Exercise details ▸ Look for the word "duplicated" in the entries and copy every line where it shows up.

Data for the task ▸
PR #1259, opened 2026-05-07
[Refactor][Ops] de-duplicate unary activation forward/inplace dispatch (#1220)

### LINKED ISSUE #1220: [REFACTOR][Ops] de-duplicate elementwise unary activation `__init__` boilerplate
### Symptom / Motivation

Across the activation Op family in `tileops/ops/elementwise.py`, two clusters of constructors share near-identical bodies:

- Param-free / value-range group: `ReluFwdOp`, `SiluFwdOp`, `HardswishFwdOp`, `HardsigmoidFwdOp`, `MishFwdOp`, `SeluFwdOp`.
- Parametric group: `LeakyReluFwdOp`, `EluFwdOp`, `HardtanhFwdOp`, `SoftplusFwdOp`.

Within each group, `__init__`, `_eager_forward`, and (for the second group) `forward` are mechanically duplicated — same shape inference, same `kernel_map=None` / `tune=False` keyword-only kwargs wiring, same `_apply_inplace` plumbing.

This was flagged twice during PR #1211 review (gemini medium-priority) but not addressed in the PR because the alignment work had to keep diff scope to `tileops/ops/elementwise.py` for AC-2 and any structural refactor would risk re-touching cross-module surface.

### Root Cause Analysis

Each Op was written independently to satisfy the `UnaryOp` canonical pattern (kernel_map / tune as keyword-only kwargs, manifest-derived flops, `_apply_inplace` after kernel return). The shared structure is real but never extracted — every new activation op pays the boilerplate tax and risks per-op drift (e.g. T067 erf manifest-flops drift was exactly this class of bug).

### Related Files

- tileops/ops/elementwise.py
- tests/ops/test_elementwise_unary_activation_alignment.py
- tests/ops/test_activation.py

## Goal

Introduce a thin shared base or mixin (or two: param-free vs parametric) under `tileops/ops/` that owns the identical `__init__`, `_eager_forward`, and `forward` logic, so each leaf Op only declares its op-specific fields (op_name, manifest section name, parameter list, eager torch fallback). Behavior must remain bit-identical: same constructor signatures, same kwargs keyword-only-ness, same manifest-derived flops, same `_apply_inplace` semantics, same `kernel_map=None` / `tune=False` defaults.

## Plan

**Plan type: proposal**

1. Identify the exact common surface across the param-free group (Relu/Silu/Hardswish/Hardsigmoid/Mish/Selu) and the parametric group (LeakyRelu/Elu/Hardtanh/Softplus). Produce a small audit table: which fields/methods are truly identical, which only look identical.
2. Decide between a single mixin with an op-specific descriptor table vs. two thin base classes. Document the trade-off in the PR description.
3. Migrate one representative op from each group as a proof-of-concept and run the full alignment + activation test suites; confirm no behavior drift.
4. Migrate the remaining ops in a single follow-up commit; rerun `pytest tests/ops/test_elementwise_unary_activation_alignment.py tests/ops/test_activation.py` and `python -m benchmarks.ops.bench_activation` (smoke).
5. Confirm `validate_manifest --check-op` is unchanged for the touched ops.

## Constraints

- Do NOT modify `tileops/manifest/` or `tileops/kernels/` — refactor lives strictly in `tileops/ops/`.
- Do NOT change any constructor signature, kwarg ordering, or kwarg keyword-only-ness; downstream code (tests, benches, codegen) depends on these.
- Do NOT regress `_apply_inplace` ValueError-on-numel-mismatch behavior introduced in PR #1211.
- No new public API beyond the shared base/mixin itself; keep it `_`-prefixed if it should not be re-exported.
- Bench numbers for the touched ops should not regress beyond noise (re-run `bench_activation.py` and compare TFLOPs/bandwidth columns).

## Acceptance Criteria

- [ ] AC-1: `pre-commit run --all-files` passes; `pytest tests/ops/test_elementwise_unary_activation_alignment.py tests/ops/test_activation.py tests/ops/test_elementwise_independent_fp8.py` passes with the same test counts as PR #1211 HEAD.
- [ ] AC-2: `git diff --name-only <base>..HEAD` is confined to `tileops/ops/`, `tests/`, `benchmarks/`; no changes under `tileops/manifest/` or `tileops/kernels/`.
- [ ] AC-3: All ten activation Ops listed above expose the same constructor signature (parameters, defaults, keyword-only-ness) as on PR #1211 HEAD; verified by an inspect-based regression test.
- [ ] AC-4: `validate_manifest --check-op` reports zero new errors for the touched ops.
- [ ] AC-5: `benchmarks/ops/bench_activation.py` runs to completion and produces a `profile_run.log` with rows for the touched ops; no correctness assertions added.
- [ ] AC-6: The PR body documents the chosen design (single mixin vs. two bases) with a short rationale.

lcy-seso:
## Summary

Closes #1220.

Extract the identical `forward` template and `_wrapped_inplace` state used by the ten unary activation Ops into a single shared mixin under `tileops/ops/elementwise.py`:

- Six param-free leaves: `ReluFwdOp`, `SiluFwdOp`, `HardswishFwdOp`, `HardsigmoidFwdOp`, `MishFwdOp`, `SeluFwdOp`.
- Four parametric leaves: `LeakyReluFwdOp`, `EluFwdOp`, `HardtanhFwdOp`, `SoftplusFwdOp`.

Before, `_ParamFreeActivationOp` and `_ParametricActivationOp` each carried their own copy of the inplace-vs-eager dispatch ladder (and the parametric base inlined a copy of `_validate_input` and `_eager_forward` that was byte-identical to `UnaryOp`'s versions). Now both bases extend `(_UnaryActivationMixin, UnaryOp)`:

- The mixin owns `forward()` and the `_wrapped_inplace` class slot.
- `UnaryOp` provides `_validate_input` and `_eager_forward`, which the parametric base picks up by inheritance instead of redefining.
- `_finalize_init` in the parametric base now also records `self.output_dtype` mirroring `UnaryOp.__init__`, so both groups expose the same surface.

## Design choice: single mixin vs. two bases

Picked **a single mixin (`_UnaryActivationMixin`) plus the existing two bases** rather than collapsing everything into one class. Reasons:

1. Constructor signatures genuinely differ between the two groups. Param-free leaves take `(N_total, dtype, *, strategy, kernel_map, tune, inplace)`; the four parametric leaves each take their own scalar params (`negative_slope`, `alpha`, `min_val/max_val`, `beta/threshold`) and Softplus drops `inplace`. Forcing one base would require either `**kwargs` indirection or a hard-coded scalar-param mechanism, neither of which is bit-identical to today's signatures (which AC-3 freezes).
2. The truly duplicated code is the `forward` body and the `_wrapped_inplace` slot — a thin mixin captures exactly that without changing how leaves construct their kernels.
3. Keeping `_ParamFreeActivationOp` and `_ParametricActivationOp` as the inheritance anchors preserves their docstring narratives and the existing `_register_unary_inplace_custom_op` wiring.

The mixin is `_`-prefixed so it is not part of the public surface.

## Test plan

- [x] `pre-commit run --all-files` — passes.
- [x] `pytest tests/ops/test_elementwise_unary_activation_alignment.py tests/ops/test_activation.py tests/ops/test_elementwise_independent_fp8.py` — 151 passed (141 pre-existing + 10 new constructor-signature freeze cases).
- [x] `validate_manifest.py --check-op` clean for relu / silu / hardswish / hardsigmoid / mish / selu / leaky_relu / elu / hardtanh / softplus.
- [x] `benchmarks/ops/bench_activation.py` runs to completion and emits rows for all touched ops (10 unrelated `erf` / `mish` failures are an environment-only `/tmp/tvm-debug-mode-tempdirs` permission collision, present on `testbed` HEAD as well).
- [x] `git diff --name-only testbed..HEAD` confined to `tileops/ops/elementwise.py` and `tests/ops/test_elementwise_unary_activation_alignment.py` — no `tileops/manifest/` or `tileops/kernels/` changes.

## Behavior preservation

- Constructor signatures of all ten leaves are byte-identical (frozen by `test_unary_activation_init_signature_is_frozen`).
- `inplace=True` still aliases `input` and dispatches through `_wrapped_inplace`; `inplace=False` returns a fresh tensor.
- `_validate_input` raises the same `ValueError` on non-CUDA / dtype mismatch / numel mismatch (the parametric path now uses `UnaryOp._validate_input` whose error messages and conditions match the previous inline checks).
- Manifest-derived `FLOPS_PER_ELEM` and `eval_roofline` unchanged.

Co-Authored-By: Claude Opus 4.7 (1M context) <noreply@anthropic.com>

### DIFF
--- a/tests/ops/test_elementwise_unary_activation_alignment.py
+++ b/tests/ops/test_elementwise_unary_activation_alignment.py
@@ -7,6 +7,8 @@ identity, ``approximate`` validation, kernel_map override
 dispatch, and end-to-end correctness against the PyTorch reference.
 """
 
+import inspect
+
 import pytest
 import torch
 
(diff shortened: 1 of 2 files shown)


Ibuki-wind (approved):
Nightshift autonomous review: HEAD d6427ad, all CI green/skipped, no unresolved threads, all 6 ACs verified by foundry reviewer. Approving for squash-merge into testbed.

Task solution ▸
Within each group, `__init__`, `_eager_forward`, and (for the second group) `forward` are mechanically duplicated — same shape inference, same `kernel_map=None` / `tune=False` keyword-only kwargs wiring, same `_apply_inplace` plumbing.
2. The truly duplicated code is the `forward` body and the `_wrapped_inplace` slot — a thin mixin captures exactly that without changing how leaves construct their kernels.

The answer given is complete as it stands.